**Task requirements**
For the entries below, say how many lines include the word "attempt" and add nothing else.

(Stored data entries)
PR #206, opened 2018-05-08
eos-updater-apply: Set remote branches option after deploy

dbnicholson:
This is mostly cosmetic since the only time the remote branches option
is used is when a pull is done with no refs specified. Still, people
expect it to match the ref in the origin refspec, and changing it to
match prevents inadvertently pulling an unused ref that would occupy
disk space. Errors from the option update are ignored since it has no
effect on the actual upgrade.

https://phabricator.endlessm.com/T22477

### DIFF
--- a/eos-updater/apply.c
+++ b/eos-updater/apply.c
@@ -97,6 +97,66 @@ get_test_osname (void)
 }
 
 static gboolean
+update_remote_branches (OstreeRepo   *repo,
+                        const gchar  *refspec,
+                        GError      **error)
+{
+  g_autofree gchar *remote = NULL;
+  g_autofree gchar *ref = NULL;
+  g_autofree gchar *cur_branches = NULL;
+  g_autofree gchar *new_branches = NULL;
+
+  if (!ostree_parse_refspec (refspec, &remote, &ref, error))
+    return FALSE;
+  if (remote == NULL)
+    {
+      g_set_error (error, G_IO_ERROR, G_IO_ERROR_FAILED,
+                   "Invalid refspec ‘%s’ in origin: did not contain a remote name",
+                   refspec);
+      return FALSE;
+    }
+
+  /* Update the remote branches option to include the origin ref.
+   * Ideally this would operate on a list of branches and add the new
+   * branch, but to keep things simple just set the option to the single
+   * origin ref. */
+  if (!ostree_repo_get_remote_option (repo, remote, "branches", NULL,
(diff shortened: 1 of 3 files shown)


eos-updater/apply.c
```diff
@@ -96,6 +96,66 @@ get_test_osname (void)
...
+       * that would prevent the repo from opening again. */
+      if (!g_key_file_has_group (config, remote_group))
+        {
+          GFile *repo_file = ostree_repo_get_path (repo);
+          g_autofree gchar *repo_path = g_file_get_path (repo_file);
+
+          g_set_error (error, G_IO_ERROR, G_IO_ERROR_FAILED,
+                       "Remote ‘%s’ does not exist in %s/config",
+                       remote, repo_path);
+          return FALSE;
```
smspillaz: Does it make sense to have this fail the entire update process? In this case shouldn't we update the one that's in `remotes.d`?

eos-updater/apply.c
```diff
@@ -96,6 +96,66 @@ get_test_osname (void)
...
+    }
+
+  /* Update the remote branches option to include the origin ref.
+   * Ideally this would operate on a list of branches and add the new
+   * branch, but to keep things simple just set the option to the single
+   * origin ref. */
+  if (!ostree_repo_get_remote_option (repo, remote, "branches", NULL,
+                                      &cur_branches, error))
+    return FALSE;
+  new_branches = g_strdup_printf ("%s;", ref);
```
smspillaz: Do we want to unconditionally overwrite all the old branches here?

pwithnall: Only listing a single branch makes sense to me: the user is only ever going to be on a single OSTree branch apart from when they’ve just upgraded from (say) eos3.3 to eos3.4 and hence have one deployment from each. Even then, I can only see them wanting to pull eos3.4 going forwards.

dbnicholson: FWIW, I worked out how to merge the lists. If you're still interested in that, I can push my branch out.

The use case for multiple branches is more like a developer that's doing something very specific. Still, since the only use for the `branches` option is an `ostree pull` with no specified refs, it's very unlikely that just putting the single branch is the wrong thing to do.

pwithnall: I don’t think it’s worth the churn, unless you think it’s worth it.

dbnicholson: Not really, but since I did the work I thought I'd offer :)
==
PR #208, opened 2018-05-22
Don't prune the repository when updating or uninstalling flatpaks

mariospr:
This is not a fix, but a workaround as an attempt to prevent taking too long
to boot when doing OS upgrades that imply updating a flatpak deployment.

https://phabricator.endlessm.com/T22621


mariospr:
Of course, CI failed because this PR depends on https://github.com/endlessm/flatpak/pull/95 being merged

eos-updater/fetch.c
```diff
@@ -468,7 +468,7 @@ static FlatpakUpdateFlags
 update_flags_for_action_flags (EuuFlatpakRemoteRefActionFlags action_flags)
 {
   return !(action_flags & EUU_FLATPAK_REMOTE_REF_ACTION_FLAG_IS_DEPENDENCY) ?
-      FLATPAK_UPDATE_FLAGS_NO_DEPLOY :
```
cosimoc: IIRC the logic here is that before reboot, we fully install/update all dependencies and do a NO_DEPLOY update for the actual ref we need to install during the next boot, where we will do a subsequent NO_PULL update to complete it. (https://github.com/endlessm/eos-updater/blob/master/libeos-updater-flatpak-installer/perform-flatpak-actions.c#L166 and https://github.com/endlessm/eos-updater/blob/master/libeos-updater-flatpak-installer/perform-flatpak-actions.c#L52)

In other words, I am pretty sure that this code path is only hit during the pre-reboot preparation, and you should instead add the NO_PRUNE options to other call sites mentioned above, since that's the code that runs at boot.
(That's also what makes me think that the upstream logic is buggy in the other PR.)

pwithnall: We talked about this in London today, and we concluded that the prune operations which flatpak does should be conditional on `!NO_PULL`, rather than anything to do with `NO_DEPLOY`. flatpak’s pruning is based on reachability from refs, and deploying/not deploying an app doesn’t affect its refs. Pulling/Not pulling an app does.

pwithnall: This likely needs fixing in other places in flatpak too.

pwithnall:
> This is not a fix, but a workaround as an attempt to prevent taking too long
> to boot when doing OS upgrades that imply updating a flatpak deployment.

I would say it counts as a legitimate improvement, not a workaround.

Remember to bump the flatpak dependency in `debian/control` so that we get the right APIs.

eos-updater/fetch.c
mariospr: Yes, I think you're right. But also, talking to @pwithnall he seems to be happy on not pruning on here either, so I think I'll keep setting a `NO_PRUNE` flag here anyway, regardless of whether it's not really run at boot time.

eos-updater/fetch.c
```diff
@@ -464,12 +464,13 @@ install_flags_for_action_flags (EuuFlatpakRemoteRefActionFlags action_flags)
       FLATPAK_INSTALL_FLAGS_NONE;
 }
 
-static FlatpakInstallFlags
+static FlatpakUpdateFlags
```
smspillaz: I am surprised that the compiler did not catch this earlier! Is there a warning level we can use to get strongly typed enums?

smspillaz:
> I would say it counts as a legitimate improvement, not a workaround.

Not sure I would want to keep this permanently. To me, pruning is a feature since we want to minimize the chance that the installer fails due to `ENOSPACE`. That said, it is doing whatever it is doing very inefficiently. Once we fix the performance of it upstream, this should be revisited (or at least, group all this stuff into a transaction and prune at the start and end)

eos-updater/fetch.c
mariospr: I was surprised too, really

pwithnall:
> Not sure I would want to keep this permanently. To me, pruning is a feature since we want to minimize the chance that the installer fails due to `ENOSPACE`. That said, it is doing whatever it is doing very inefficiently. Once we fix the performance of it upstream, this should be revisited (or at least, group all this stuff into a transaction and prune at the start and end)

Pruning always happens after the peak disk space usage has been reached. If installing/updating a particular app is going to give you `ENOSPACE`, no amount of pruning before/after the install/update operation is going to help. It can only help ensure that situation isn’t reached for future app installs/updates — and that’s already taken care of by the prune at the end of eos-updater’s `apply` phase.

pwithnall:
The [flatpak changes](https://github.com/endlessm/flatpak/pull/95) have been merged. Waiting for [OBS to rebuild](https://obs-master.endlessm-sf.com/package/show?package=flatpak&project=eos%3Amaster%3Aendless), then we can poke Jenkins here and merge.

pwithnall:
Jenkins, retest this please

**Result for this task**
2